:: Records supplied ::

PR #838, opened 2020-01-27
GT-634 : Create UI element for global dashboard

gyasistory:
This PR is only the UI implementation of GT-634


app/src/main/java/org/cru/godtools/activity/GlobalDashboardActivity.kt
```diff
@@ -0,0 +1,49 @@
...
+    }
+
+    override fun onResume() {
+        super.onResume()
+        mEventBus.post(AnalyticsScreenEvent(SCREEN_GLOBAL_DASHBOARD))
+    }
+
+    override fun onSetupActionBar() {
+        super.onSetupActionBar()
+        setTitle(R.string.gt_gd_my_profile_text)
```
frett: you should be setting this in the `AndroidManifest.xml`

app/src/main/java/org/cru/godtools/activity/GlobalDashboardActivity.kt
```diff
@@ -0,0 +1,44 @@
...
+class GlobalDashboardActivity : BasePlatformActivity() {
+
+    override fun onCreate(savedInstanceState: Bundle?) {
+        super.onCreate(savedInstanceState)
+        setContentView(R.layout.activity_generic_fragment)
+    }
+
+    override fun onStart() {
+        super.onStart()
+        loadGlobalDashboardFragment()
```
frett: can be triggered in `onCreate()`

app/src/main/java/org/cru/godtools/activity/GlobalDashboardActivity.kt
```diff
@@ -0,0 +1,44 @@
...
+        mEventBus.post(AnalyticsScreenEvent(SCREEN_GLOBAL_DASHBOARD))
+    }
+
+    private fun loadGlobalDashboardFragment() {
+        with(supportFragmentManager) {
+            commit {
+                val fragment = GlobalDashboardFragment()
+                replace(R.id.frame, fragment)
+            }
+        }
```
frett: you will want to make the fragment the primary navigation fragment. you will also want to check to see if the fragment has already been loaded to avoid creating a new fragment every time the activity is re-created

app/src/main/java/org/cru/godtools/activity/GlobalDashboardActivity.kt
```diff
@@ -0,0 +1,41 @@
...
+        super.onResume()
+        mEventBus.post(AnalyticsScreenEvent(SCREEN_GLOBAL_DASHBOARD))
+    }
+
+    private fun loadGlobalDashboardFragment() {
+        val tag = "GlobalDashboardFragment"
+        with(supportFragmentManager) {
+            commit {
+                val fragment = findFragmentByTag(tag) ?: GlobalDashboardFragment()
+                replace(R.id.frame, fragment, tag).setPrimaryNavigationFragment(fragment)
```
frett: 👎 
You don't want to do anything if the fragment is already attached, you should check for the fragments presence and not execute any transaction if the fragment exists.

also, use the fact that it's the primaryNavigationFragment to find it, there is no need to set a tag on the fragment

app/src/main/java/org/cru/godtools/fragment/GlobalDashboardFragment.kt
```diff
@@ -0,0 +1,24 @@
...
+
+    override fun onCreateView(inflater: LayoutInflater, container: ViewGroup?, savedInstanceState: Bundle?): View? {
+        binding = FragmentGlobalDashboardBinding.inflate(inflater, container, false)
+        binding?.viewModel = GlobalDashboardDataModel()
+        return binding?.root
+    }
+
+    override fun onActivityCreated(savedInstanceState: Bundle?) {
+        super.onActivityCreated(savedInstanceState)
+        binding?.viewModel?.theKey?.value = TheKey.getInstance(requireContext())
```
frett: this is not how you should put TheKey singleton in the view model

app/src/main/java/org/cru/godtools/activity/GlobalDashboardActivity.kt
```diff
@@ -0,0 +1,41 @@
...
+
+    override fun onResume() {
+        super.onResume()
+        mEventBus.post(AnalyticsScreenEvent(SCREEN_GLOBAL_DASHBOARD))
+    }
+
+    private fun loadGlobalDashboardFragment() {
+        with(supportFragmentManager) {
+            commit {
+                if (primaryNavigationFragment != null) return@with
```
frett: do this before you start a fragment transaction

app/src/main/java/org/cru/godtools/activity/GlobalDashboardActivity.kt
```diff
@@ -0,0 +1,41 @@
...
+                val fragment = GlobalDashboardFragment()
+                replace(R.id.frame, fragment).setPrimaryNavigationFragment(fragment)
```
frett: separate this into 2 lines, there isn't a need to chain these calls together

app/src/main/java/org/cru/godtools/fragment/GlobalDashboardFragment.kt
```diff
@@ -0,0 +1,27 @@
...
+        binding = FragmentGlobalDashboardBinding.inflate(inflater, container, false)
+        binding?.viewModel = ViewModelProviders.of(this).get(GlobalDashboardDataModel::class.java)
+        return binding?.root
+    }
+
+    override fun onActivityCreated(savedInstanceState: Bundle?) {
+        super.onActivityCreated(savedInstanceState)
+        val key = TheKey.getInstance(requireContext())
+        binding?.viewModel?.firstName?.value = key.cachedAttributes.firstName
+        binding?.viewModel?.lastName?.value = key.cachedAttributes.lastName
```
frett: you can get `TheKey` singleton directly from within the ViewModel

app/src/main/java/org/cru/godtools/fragment/GlobalDashboardFragment.kt
```diff
@@ -0,0 +1,22 @@
...
+import android.view.View
+import android.view.ViewGroup
+import androidx.fragment.app.viewModels
+import org.cru.godtools.databinding.FragmentGlobalDashboardBinding
+import org.cru.godtools.viewmodel.GlobalDashboardDataModel
+import java.util.Calendar
+
+class GlobalDashboardFragment : BasePlatformFragment() {
+    private var binding: FragmentGlobalDashboardBinding? = null
+    private val viewModel: GlobalDashboardDataModel by viewModels { defaultViewModelProviderFactory }
```
frett: you should be able to do this to simplify this a bit more
```suggestion
    private val viewModel: GlobalDashboardDataModel by viewModels()
```

frett:
the Activity crashes when it launches

app/src/main/java/org/cru/godtools/ui/profile/MyProfileActivity.kt
```diff
@@ -25,15 +27,14 @@ class MyProfileActivity : BasePlatformActivity() {
     // region lifeCycle Calls
     override fun onCreate(savedInstanceState: Bundle?) {
         super.onCreate(savedInstanceState)
-        binding = ActivityMyProfileBinding.inflate(layoutInflater).also {
-            setContentView(it.root.id)
-        }
+        binding = DataBindingUtil.setContentView(this, R.layout.activity_my_profile)
```
frett: `DataBindingUtil.setContentView` can cause crashes. we already had to rework logic in mpdx to deal with crashes from this method.

app/src/main/java/org/cru/godtools/ui/profile/GlobalDashboardFragment.kt
```diff
@@ -4,13 +4,13 @@ import android.os.Bundle
...
 import android.view.ViewGroup
+import androidx.fragment.app.Fragment
 import androidx.fragment.app.viewModels
 import org.cru.godtools.databinding.FragmentGlobalDashboardBinding
-import org.cru.godtools.fragment.BasePlatformFragment
 import org.cru.godtools.viewmodel.GlobalDashboardDataModel
 import java.util.Calendar
 
-class GlobalDashboardFragment : BasePlatformFragment() {
+class GlobalDashboardFragment : Fragment() {
```
frett: why are you no longer extending `BasePlatformFragment`?

app/src/main/java/org/cru/godtools/ui/profile/MyProfileActivity.kt
frett: https://github.com/CruGlobal/mpdx-android/pull/891

app/src/main/res/layout/activity_my_profile.xml
```diff
@@ -0,0 +1,71 @@
...
+    </com.google.android.material.tabs.TabLayout>
+
+    <androidx.viewpager.widget.ViewPager
+        android:id="@+id/my_profile_viewpager"
+        android:layout_width="0dp"
+        android:layout_height="0dp"
+        app:layout_constraintBottom_toBottomOf="parent"
+        app:layout_constraintEnd_toEndOf="parent"
+        app:layout_constraintStart_toStartOf="parent"
+        app:layout_constraintTop_toBottomOf="@+id/my_profile_tab_layout" />
```
frett: for new code you should use `ViewPager2`

app/src/main/res/layout/activity_my_profile.xml
```diff
@@ -0,0 +1,71 @@
...
+<layout xmlns:android="http://schemas.android.com/apk/res/android"
+    xmlns:app="http://schemas.android.com/apk/res-auto"
+    xmlns:tools="http://schemas.android.com/tools">
+    <data>
+        <variable name="accountName" type="String" />
+        <variable name="accountDate" type="String" />
+    </data>
+<androidx.constraintlayout.widget.ConstraintLayout
+    android:layout_width="match_parent"
+    android:layout_height="match_parent">
```
frett: this indention is messed up, if android studio is auto-formatting like this then you should check your settings

app/src/main/java/org/cru/godtools/ui/profile/GlobalDashboardFragment.kt
gyasistory: I wasn't using anything from the BasePlatformFragment so I didn't use it.

frett: If you are planning on using data binding there is a `BaseBindingPlatformFragment` available to extend now.

Currently you only have access to the binding object when the binding is created or destroyed, I want to see if that provides everything we need when using databinding in a fragment to avoid needing to use a nullable property everywhere

app/build.gradle
```diff
@@ -149,6 +149,7 @@ dependencies {
     implementation "androidx.lifecycle:lifecycle-livedata-ktx:${deps.androidX.fragment}"
     implementation "androidx.percentlayout:percentlayout:${deps.androidX.percentLayout}"
     implementation "androidx.swiperefreshlayout:swiperefreshlayout:${deps.androidX.swipeRefreshLayout}"
+    implementation "androidx.lifecycle:lifecycle-extensions:${deps.androidX.lifecycle}"
```
frett: this duplicates the dependency defined on line 148

app/build.gradle
```diff
@@ -159,6 +160,7 @@ dependencies {
     implementation "org.ccci.gto.android:gto-support-lifecycle:${deps.gtoSupport}"
     implementation "org.ccci.gto.android:gto-support-okhttp3:${deps.gtoSupport}"
     implementation "org.ccci.gto.android:gto-support-picasso:${deps.gtoSupport}"
+    implementation "org.ccci.gto.android:gto-support-lifecycle:${deps.gtoSupport}"
```
frett: this duplicates the dependency defined on line 160

app/src/main/java/org/cru/godtools/viewmodel/GlobalDashboardDataModel.kt
```diff
@@ -3,12 +3,17 @@ package org.cru.godtools.viewmodel
...
 
-class GlobalDashboardDataModel(application: Application) : AndroidViewModel(application) {
+class GlobalDashboardDataModel(app: Application) : AndroidViewModel(app) {
 
-    // TODO:  Create temporary Data to be updated in later PR
-    val uniqueUsers = MutableLiveData<String>()
-    val gospelPresentation = MutableLiveData<String>()
-    val sessions = MutableLiveData<String>()
-    val countries = MutableLiveData<String>()
+    private val dao = GodToolsDao.getInstance(getApplication()).getLiveData(Query.select(GlobalActivityAnalytics::class.java).where("_id", 1))
```
frett: this isn't a `dao`, it's a specific live data query handle.

frett: also, there are better options for fetching a single record.

`dao.findLiveData(GlobalActivityAnalytics::class.java, 1)`

app/src/main/java/org/cru/godtools/viewmodel/GlobalDashboardDataModel.kt
```diff
@@ -3,12 +3,17 @@ package org.cru.godtools.viewmodel
...
+
+    val uniqueUsers = dao.map { it.first().users.toString() }
+    val gospelPresentation = dao.map { it.first().gospelPresentation.toString() }
+    val sessions = dao.map { it.first().launches.toString() }
+    val countries = dao.map { it.first().countries.toString() }
```
frett: why are you forcing them to be strings?

gyasistory: This is changed

app/src/main/java/org/cru/godtools/viewmodel/GlobalDashboardDataModel.kt
```diff
@@ -0,0 +1,32 @@
...
+import org.ccci.gto.android.common.db.getAsLiveData
+import org.cru.godtools.model.GlobalActivityAnalytics
+import org.keynote.godtools.android.db.GodToolsDao
+
+class GlobalDashboardDataModel(app: Application) : AndroidViewModel(app) {
+
+    private val globalAnalyticsQuery: LiveData<List<GlobalActivityAnalytics>>? by lazy {
+        Query.select(GlobalActivityAnalytics::class.java)
+            .getAsLiveData(GodToolsDao.getInstance(getApplication()))
+    }
```
frett: did you see my comment about using `dao.findLiveData()` instead of using a query?

gyasistory: Sorry about that I will adjust that now.

app/src/main/java/org/cru/godtools/ui/profile/GlobalDashboardFragment.kt
```diff
@@ -0,0 +1,31 @@
...
+import org.cru.godtools.viewmodel.GlobalDashboardDataModel
+import java.util.Calendar
+
+class GlobalDashboardFragment :
+    BaseBindingPlatformFragment<FragmentGlobalDashboardBinding>(R.layout.fragment_global_dashboard) {
+    private val viewModel: GlobalDashboardDataModel by viewModels()
+
+    override fun onBindingCreated(binding: FragmentGlobalDashboardBinding, savedInstanceState: Bundle?) {
+        binding.viewModel = viewModel
+        binding.lifecycleOwner = this
```
frett: this is the wrong lifecycleOwner to assign. plus this is being assigned in `BaseBindingPlatformFragment` already

app/src/main/java/org/cru/godtools/ui/profile/MyProfileActivity.kt
```diff
@@ -0,0 +1,66 @@
...
+                }.attach()
+            }
+        }
+    }
+
+    private class MyProfilePageAdapter(fm: FragmentActivity) :
+        FragmentStateAdapter(fm) {
+        override fun getItemCount() = 1
+        override fun createFragment(position: Int) = GlobalDashboardFragment()
+    }
```
frett: this doesn't need to be an inner class

library/sync-tasks/src/main/java/org/cru/godtools/sync/task/GlobalActivityAnalyticsSyncTask.java
```diff
@@ -0,0 +1,78 @@
...
+        return true;
+    }
+
+    private void storeGlobalAnalytics(List<GlobalActivityAnalytics> data,
+                                      LongSparseArray<GlobalActivityAnalytics> existing) {
+        for (final GlobalActivityAnalytics globalActivityAnalytics : data) {
+            if (existing != null) {
+                existing.remove(globalActivityAnalytics.getId());
+            }
+            mDao.updateOrInsert(globalActivityAnalytics, CONFLICT_REPLACE, API_FIELDS_GLOBAL_ANALYTICS);
```
frett: use `mDao.replace()` instead

library/sync-tasks/src/main/java/org/cru/godtools/sync/task/GlobalActivityAnalyticsSyncTask.java
```diff
@@ -0,0 +1,78 @@
...
+        }
+        return true;
+    }
+
+    private void storeGlobalAnalytics(List<GlobalActivityAnalytics> data,
+                                      LongSparseArray<GlobalActivityAnalytics> existing) {
+        for (final GlobalActivityAnalytics globalActivityAnalytics : data) {
+            if (existing != null) {
+                existing.remove(globalActivityAnalytics.getId());
+            }
```
frett: there is no need to remove the existing value from the database

app/src/main/java/org/cru/godtools/viewmodel/GlobalDashboardDataModel.kt
```diff
@@ -0,0 +1,19 @@
...
+
+import android.app.Application
+import androidx.lifecycle.AndroidViewModel
+import androidx.lifecycle.map
+import org.cru.godtools.model.GlobalActivityAnalytics
+import org.keynote.godtools.android.db.GodToolsDao
+
+class GlobalDashboardDataModel(app: Application) : AndroidViewModel(app) {
+
+    private val globalActivityAnalytics by lazy {
```
frett: why do you need lazy here? is it actually doing anything?

app/src/main/java/org/cru/godtools/ui/profile/MyProfileActivity.kt
```diff
@@ -0,0 +1,66 @@
...
+import org.cru.godtools.activity.BasePlatformActivity
+import org.cru.godtools.analytics.model.AnalyticsScreenEvent
+import org.cru.godtools.analytics.model.AnalyticsScreenEvent.Companion.SCREEN_GLOBAL_DASHBOARD
+import org.cru.godtools.base.ui.activity.BaseActivity
+import org.cru.godtools.databinding.ActivityMyProfileBinding
+
+fun Activity.startMyProfileActivity() {
+    Intent(this, MyProfileActivity::class.java)
+        .putExtras(BaseActivity.buildExtras(this))
+        .also { startActivity(it) }
```
frett: the `.also` scope method here doesn't really gain anything and just makes this logic slightly harder to understand

app/src/main/java/org/cru/godtools/ui/profile/MyProfileActivity.kt
```diff
@@ -0,0 +1,66 @@
...
+        super.onCreate(savedInstanceState)
+        binding = ActivityMyProfileBinding.inflate(layoutInflater)
+        setContentView(binding?.root)
+        setBindingData()
+    }
+
+    override fun onResume() {
+        super.onResume()
+        mEventBus.post(AnalyticsScreenEvent(SCREEN_GLOBAL_DASHBOARD))
+        binding?.myProfileTabLayout?.getTabAt(0)?.setText(R.string.gt_gd_activity_text)
```
frett: why are you updating the tab name both here and on line 55?

app/src/main/java/org/cru/godtools/ui/profile/MyProfileActivity.kt
```diff
@@ -0,0 +1,66 @@
...
+
+fun Activity.startMyProfileActivity() {
+    Intent(this, MyProfileActivity::class.java)
+        .putExtras(BaseActivity.buildExtras(this))
+        .also { startActivity(it) }
+}
+
+class MyProfileActivity : BasePlatformActivity() {
+
+    private var binding: ActivityMyProfileBinding? = null
```
frett: in an Activity the view is only created once (unless you trigger `setContentView` other times during an Activity's lifespan).

because of that you don't need to make the binding nullable in an activity unless you have use cases that won't create the binding.

app/src/main/java/org/cru/godtools/ui/profile/MyProfileActivity.kt
```diff
@@ -0,0 +1,66 @@
...
+
+    override fun onResume() {
+        super.onResume()
+        mEventBus.post(AnalyticsScreenEvent(SCREEN_GLOBAL_DASHBOARD))
+        binding?.myProfileTabLayout?.getTabAt(0)?.setText(R.string.gt_gd_activity_text)
+    }
+
+    override fun onDestroy() {
+        super.onDestroy()
+        binding = null
```
frett: there should be no need to clear out the binding when destroying the activity

app/src/main/java/org/cru/godtools/ui/profile/MyProfileActivity.kt
gyasistory: @frett do you mean moving it to its own file?

frett: no, you can just put the class definition in this file, but after the current class

library/sync-tasks/src/main/java/org/cru/godtools/sync/task/GlobalActivityAnalyticsSyncTask.java
```diff
@@ -0,0 +1,74 @@
...
+                    return null;
+                });
+            }
+            mDao.updateLastSyncTime(SYNC_TIME_GLOBAL_ANALYTICS);
+        }
+        return true;
+    }
+
+    private void storeGlobalAnalytics(List<GlobalActivityAnalytics> data,
+                                      LongSparseArray<GlobalActivityAnalytics> existing) {
```
frett: what's the purpose of passing in existing?

app/src/main/java/org/cru/godtools/ui/profile/MyProfileActivity.kt
```diff
@@ -0,0 +1,57 @@
...
+import org.cru.godtools.activity.BasePlatformActivity
+import org.cru.godtools.analytics.model.AnalyticsScreenEvent
+import org.cru.godtools.analytics.model.AnalyticsScreenEvent.Companion.SCREEN_GLOBAL_DASHBOARD
+import org.cru.godtools.base.ui.activity.BaseActivity
+import org.cru.godtools.databinding.ActivityMyProfileBinding
+
+fun Activity.startMyProfileActivity() {
+    val intent = Intent(this, MyProfileActivity::class.java)
+        .putExtras(BaseActivity.buildExtras(this))
+    startActivity(intent)
```
frett: just wrap the intent with `startActivity`.
```kotlin
startActivity(Intent(this, class)
    .putExtras())
```

app/src/main/java/org/cru/godtools/viewmodel/GlobalDashboardDataModel.kt
```diff
@@ -0,0 +1,27 @@
...
+    }
+    val gospelPresentation = globalActivityAnalytics.map {
+        NumberFormat.getInstance().format(it?.gospelPresentation ?: 0)
+    }
+    val sessions = globalActivityAnalytics.map {
+        NumberFormat.getInstance().format(it?.launches ?: 0)
+    }
+    val countries = globalActivityAnalytics.map {
+        NumberFormat.getInstance().format(it?.countries ?: 0)
+    }
```
frett: this is very repetitive, and probably should be handled with a databinding adapter along with binding expressions right in the layout xml

app/src/main/java/org/cru/godtools/ui/profile/MyProfileActivity.kt
```diff
@@ -0,0 +1,57 @@
...
+                TabLayoutMediator(tabLayout, viewPager) { tab, _ ->
+                    tab.text = getString(R.string.gt_gd_activity_text)
+                    viewPager.setCurrentItem(tab.position, true)
+                }.attach()
+            }
+        }
+    }
+}
+
+private class MyProfilePageAdapter(fm: FragmentActivity) : FragmentStateAdapter(fm) {
```
frett: minor nit, what does the `m` in `fm` stand for?

app/src/main/java/org/cru/godtools/ui/profile/ProfileActivity.kt
```diff
@@ -0,0 +1,57 @@
...
+
+    private fun setBindingData(binding: ActivityMyProfileBinding) {
+        val key = TheKey.getInstance(this)
+        binding.accountName = "${key.cachedAttributes.firstName} ${key.cachedAttributes.lastName}"
+        binding.myProfileViewpager?.adapter = ProfilePageAdapter(this)
+        binding.myProfileTabLayout?.let { tabLayout ->
+            binding.myProfileViewpager?.let { viewPager ->
+                TabLayoutMediator(tabLayout, viewPager) { tab, _ ->
+                    tab.text = getString(R.string.gt_gd_activity_text)
+                    viewPager.setCurrentItem(tab.position, true)
```
frett: what is the point of this statement?

library/analytics/src/main/java/org/cru/godtools/analytics/model/AnalyticsScreenEvent.kt
```diff
@@ -31,6 +31,7 @@ open class AnalyticsScreenEvent @JvmOverloads constructor(val screen: String, lo
 
         /* Adobe Site Sections */
         const val ADOBE_SITE_SECTION_TOOLS = "tools"
+        const val SCREEN_GLOBAL_DASHBOARD = "Global Dashboard"
```
frett: this isn't an adobe site section, it shouldn't be under the `Adobe Site Sections` constants

app/src/main/java/org/cru/godtools/ui/profile/ProfileActivity.kt
```diff
@@ -0,0 +1,58 @@
...
+        mEventBus.post(AnalyticsScreenEvent(SCREEN_GLOBAL_DASHBOARD))
+    }
+    // endregion Lifecycle
+
+    // region Data Binding
+    private lateinit var binding: ProfileActivityBinding
+
+    private fun setBindingData() {
+        val key = TheKey.getInstance(this)
+        binding.accountName = "${key.cachedAttributes.firstName} ${key.cachedAttributes.lastName}"
```
frett: you can now get a LiveData handle around the Attributes object using `key.getAttributesLiveData()`. you should utilize this in data binding so that the name is updated when the attributes change.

:::

*What needs to be done:*
Copy every line of the data that holds the string "toString".

*Result of the task:*
+    val uniqueUsers = dao.map { it.first().users.toString() }
+    val gospelPresentation = dao.map { it.first().gospelPresentation.toString() }
+    val sessions = dao.map { it.first().launches.toString() }
+    val countries = dao.map { it.first().countries.toString() }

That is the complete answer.